+++ Dataset extract
PR #3589, opened 2021-04-21
Avoid updating DOM in-place

bovine3dom:
As per https://github.com/tridactyl/tridactyl/issues/1092#issuecomment-823734144

I haven't tested to see if performance is any better or worse.

### DIFF
--- a/src/completions.ts
+++ b/src/completions.ts
@@ -296,28 +296,17 @@ export abstract class CompletionSourceFuse extends CompletionSource {
     }
 
     /** Call to replace the current display */
-    // TODO: optionContainer.replaceWith and optionContainer.remove don't work.
-    // I don't know why, but it means we can't replace the div in one go. Maybe
-    // an iframe thing.
     updateDisplay() {
-        /* const newContainer = html`<div>` */
-
-        while (this.optionContainer.hasChildNodes()) {
-            this.optionContainer.removeChild(this.optionContainer.lastChild)
-        }
+        const newContainer = document.createElement("div")
 
         for (const option of this.options) {
-            /* newContainer.appendChild(option.html) */
             if (option.state !== "hidden")
-                this.optionContainer.appendChild(option.html)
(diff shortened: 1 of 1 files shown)


src/completions.ts
```diff
@@ -296,28 +296,17 @@ export abstract class CompletionSourceFuse extends CompletionSource {
...
-    // TODO: optionContainer.replaceWith and optionContainer.remove don't work.
-    // I don't know why, but it means we can't replace the div in one go. Maybe
-    // an iframe thing.
     updateDisplay() {
-        /* const newContainer = html`<div>` */
-
-        while (this.optionContainer.hasChildNodes()) {
-            this.optionContainer.removeChild(this.optionContainer.lastChild)
-        }
+        const newContainer = this.optionContainer.cloneNode(false)
```
Rummskartoffel, line 300: `cloneNode()` always returns `Node`, so this needs a type assertion, otherwise we get an error on line 308:
```suggestion
        const newContainer = this.optionContainer.cloneNode(false) as HTMLElement
```

src/completions.ts
```diff
@@ -296,28 +296,17 @@ export abstract class CompletionSourceFuse extends CompletionSource {
...
 
         for (const option of this.options) {
-            /* newContainer.appendChild(option.html) */
             if (option.state !== "hidden")
-                this.optionContainer.appendChild(option.html)
+                // This is probably slow: `.html` means the HTML parser will be invoked
+                newContainer.appendChild(option.html)
```
Rummskartoffel, line 305: The slow part is the creation of the element in question, which happens in the constructor of `CompletionOptionHTML`'s descendants. This just accesses it.

bovine3dom: Yeah, you're right - https://github.com/tridactyl/tridactyl/blob/ced62d5fca6ea5aa986975cf5cf1765844498363/src/completions.ts#L102

I thought `.html` was a string that had to be parsed. Wasn't paying attention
++++++
Transcribe every record above exactly as it appears.

PR #3589, opened 2021-04-21
Avoid updating DOM in-place

bovine3dom:
As per https://github.com/tridactyl/tridactyl/issues/1092#issuecomment-823734144

I haven't tested to see if performance is any better or worse.

### DIFF
--- a/src/completions.ts
+++ b/src/completions.ts
@@ -296,28 +296,17 @@ export abstract class CompletionSourceFuse extends CompletionSource {
     }
 
     /** Call to replace the current display */
-    // TODO: optionContainer.replaceWith and optionContainer.remove don't work.
-    // I don't know why, but it means we can't replace the div in one go. Maybe
-    // an iframe thing.
     updateDisplay() {
-        /* const newContainer = html`<div>` */
-
-        while (this.optionContainer.hasChildNodes()) {
-            this.optionContainer.removeChild(this.optionContainer.lastChild)
-        }
+        const newContainer = document.createElement("div")
 
         for (const option of this.options) {
-            /* newContainer.appendChild(option.html) */
             if (option.state !== "hidden")
-                this.optionContainer.appendChild(option.html)
(diff shortened: 1 of 1 files shown)


src/completions.ts
```diff
@@ -296,28 +296,17 @@ export abstract class CompletionSourceFuse extends CompletionSource {
...
-    // TODO: optionContainer.replaceWith and optionContainer.remove don't work.
-    // I don't know why, but it means we can't replace the div in one go. Maybe
-    // an iframe thing.
     updateDisplay() {
-        /* const newContainer = html`<div>` */
-
-        while (this.optionContainer.hasChildNodes()) {
-            this.optionContainer.removeChild(this.optionContainer.lastChild)
-        }
+        const newContainer = this.optionContainer.cloneNode(false)
```
Rummskartoffel, line 300: `cloneNode()` always returns `Node`, so this needs a type assertion, otherwise we get an error on line 308:
```suggestion
        const newContainer = this.optionContainer.cloneNode(false) as HTMLElement
```

src/completions.ts
```diff
@@ -296,28 +296,17 @@ export abstract class CompletionSourceFuse extends CompletionSource {
...
 
         for (const option of this.options) {
-            /* newContainer.appendChild(option.html) */
             if (option.state !== "hidden")
-                this.optionContainer.appendChild(option.html)
+                // This is probably slow: `.html` means the HTML parser will be invoked
+                newContainer.appendChild(option.html)
```
Rummskartoffel, line 305: The slow part is the creation of the element in question, which happens in the constructor of `CompletionOptionHTML`'s descendants. This just accesses it.

bovine3dom: Yeah, you're right - https://github.com/tridactyl/tridactyl/blob/ced62d5fca6ea5aa986975cf5cf1765844498363/src/completions.ts#L102

I thought `.html` was a string that had to be parsed. Wasn't paying attention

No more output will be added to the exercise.